> _DIRECTIONS FOR THIS TASK_
Report every line below that has the string "large" in it.

> _RECORD EXCERPTS_
>>>

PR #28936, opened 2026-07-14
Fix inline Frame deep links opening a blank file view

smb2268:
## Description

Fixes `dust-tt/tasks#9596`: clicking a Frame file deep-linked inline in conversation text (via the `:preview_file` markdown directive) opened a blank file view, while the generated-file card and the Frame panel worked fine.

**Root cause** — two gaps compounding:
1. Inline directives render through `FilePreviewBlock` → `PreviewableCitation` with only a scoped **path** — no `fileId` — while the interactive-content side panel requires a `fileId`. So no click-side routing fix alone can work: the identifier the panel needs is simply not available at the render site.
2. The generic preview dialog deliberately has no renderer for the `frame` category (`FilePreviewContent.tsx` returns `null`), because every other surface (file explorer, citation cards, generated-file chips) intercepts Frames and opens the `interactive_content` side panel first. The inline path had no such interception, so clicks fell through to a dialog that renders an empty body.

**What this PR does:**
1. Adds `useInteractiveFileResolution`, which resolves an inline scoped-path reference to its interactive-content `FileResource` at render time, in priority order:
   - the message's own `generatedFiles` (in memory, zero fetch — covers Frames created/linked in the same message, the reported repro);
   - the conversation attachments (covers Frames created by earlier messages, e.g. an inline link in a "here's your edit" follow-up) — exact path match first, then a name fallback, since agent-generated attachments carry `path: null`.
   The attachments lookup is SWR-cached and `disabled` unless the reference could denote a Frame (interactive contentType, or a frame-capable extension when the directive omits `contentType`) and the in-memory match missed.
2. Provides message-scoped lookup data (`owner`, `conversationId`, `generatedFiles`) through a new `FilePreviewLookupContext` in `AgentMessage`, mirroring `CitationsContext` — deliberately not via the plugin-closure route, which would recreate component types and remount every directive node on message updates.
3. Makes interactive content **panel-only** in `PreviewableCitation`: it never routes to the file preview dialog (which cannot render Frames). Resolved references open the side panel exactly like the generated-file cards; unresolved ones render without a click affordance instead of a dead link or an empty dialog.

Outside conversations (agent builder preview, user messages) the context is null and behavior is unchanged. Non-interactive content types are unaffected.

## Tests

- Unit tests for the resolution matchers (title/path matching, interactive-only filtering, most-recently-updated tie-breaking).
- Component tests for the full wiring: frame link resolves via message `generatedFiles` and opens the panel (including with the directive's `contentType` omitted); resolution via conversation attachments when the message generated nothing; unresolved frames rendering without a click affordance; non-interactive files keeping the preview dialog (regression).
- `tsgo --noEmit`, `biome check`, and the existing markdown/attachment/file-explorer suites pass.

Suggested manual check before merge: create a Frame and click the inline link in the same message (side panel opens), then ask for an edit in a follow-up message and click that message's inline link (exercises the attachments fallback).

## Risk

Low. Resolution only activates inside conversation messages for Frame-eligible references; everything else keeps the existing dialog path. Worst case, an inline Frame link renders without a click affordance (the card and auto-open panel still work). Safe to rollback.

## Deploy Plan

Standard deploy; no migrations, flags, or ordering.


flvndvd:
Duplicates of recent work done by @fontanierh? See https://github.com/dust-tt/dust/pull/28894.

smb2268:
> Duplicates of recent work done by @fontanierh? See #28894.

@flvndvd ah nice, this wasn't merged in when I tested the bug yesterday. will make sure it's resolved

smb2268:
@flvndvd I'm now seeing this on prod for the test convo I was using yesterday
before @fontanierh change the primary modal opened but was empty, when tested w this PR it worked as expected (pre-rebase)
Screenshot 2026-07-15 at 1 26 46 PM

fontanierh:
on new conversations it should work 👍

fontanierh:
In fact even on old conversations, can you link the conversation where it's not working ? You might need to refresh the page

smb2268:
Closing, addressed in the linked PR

<<<
>>>

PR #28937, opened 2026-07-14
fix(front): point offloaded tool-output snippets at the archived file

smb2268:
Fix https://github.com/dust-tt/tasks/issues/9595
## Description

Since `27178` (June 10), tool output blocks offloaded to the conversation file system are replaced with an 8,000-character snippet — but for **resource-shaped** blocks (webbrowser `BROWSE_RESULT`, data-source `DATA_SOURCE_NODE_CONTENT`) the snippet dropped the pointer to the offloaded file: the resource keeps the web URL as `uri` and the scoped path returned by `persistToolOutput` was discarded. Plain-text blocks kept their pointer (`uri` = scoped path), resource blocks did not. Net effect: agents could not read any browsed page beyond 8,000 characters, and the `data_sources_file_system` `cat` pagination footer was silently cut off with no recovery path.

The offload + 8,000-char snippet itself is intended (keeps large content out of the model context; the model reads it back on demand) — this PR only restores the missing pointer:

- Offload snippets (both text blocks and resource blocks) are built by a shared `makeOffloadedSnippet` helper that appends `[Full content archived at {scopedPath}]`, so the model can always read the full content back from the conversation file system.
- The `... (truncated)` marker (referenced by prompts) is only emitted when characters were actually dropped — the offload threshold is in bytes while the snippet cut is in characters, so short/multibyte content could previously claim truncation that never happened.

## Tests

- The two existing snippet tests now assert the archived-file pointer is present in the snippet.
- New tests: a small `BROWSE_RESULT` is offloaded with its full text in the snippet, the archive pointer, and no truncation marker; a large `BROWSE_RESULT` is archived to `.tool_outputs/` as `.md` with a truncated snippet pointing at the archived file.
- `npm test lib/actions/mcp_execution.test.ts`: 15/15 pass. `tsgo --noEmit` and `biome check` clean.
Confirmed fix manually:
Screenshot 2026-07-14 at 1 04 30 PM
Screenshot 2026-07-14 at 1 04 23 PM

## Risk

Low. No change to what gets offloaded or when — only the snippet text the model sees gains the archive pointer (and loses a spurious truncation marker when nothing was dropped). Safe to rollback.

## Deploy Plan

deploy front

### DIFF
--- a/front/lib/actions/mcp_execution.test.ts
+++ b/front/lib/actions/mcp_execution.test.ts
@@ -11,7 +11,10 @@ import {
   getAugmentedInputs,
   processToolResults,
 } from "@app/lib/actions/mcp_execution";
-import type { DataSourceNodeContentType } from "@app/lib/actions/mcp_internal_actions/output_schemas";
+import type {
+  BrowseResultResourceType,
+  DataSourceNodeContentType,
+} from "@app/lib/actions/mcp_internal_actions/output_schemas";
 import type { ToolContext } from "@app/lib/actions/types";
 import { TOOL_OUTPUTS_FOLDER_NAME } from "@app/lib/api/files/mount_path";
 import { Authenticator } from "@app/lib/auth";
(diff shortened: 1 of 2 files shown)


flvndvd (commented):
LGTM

<<<

> _REPLY_
The offload + 8,000-char snippet itself is intended (keeps large content out of the model context; the model reads it back on demand) — this PR only restores the missing pointer:
- New tests: a small `BROWSE_RESULT` is offloaded with its full text in the snippet, the archive pointer, and no truncation marker; a large `BROWSE_RESULT` is archived to `.tool_outputs/` as `.md` with a truncated snippet pointing at the archived file.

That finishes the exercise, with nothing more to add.